The rest of the shelter was fairly open–kitchen, living area, tiny breakfast nook in the back next to the glass doors that led out onto a tiny deck. Those plus the handful of windows let enough light in that even by the early dawn light he could see well enough to prepare some kava and an MRE for breakfast, along with some coffee.

It was still strange to him, this sort of quiet. Foreign. His whole life seemed to be filled with purpose and movement before, from post to post in the military and case to case in C-Sec, stopping a rogue Spectre and going on a suicide mission, then preparing and fighting for the largest war the galaxy would ever see. Now all he had to do—all he could do until he was cleared for duty—was sit around and fill out reports.

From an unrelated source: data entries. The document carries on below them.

PR #8305, opened 2025-07-14
[Jobs] Add retries attempts metadata to run status

Yacouby:
Added `retries` list to run status to track metadata about each retry attempt, including the attempt number, start time, end time and error message.

Jira:
https://iguazio.atlassian.net/browse/ML-10169

### DIFF
--- a/server/py/services/api/launcher.py
+++ b/server/py/services/api/launcher.py
@@ -12,6 +12,7 @@
 # See the License for the specific language governing permissions and
 # limitations under the License.
 import base64
+import datetime
 import gzip
 from copy import deepcopy
 from typing import Optional, Union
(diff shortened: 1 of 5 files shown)


server/py/services/api/launcher.py
```diff
@@ -321,7 +322,15 @@ def _handle_retry(run: mlrun.run.RunObject):
...
-        # TODO: Maintain start time of each retry ML-10169
+        # record retry metadata
+        run.status.retries = run.status.retries or []
+        run.status.retries.append(
+            {
+                "attempt": run.status.retry_count,
+                "start_time": datetime.datetime.now(tz=datetime.timezone.utc),
+                "error": run.status.error,
+            }
+        )
```
alonmr: The `"attempt": run.status.retry_count,` needs to be the retry count before the increment at line 324
The start time needs to be the time of the previous attempt which is cleared at line 334
Perhaps we can add end time as well

alonmr (changes requested):

server/py/services/api/launcher.py
```diff
@@ -319,9 +319,21 @@ def _handle_retry(run: mlrun.run.RunObject):
...
+        retry_count = run.status.retry_count or 0
+        start_time = run.status.start_time
+
+        # record retry metadata
+        run.status.retries = run.status.retries or []
+        run.status.retries.append(
+            {
+                "attempt": retry_count,
+                "start_time": start_time,
+                "end_time": mlrun.utils.now_date().isoformat(),
```
alonmr:
```suggestion
                "end_time": run.status.end_time,
```

alonmr (commented):
Minor

alonmr (approved):

PR #8307, opened 2025-07-15
[Tests] Fix git fork extraction

alonmr:
Fixes `test_http_source` which worked locally with ssh remote but doesn't work with http remote url


Yacouby (approved):
LGTM. if this fix is a result of some failing system test, please mention that in the description so we have clear traceability and context for the change.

But, he figured, it wouldn't last forever, so he might as well enjoy it while he could. So he settled in with a dextro-labeled ration pack, a cup of almost-decent kava, and the datapad he'd left on the table last night, and started answering emails.

Garrus was on his third cup of kava and had moved on to personal messages when Shepard shuffled into the kitchen. Her hair was a tangled mess and the only clothes she had on were underwear and the hoodie she professed to hate.

"Morning, sunshine," he greeted dryly.

Shepard groaned softly.

"Coffee's on," he said, returning to his datapad.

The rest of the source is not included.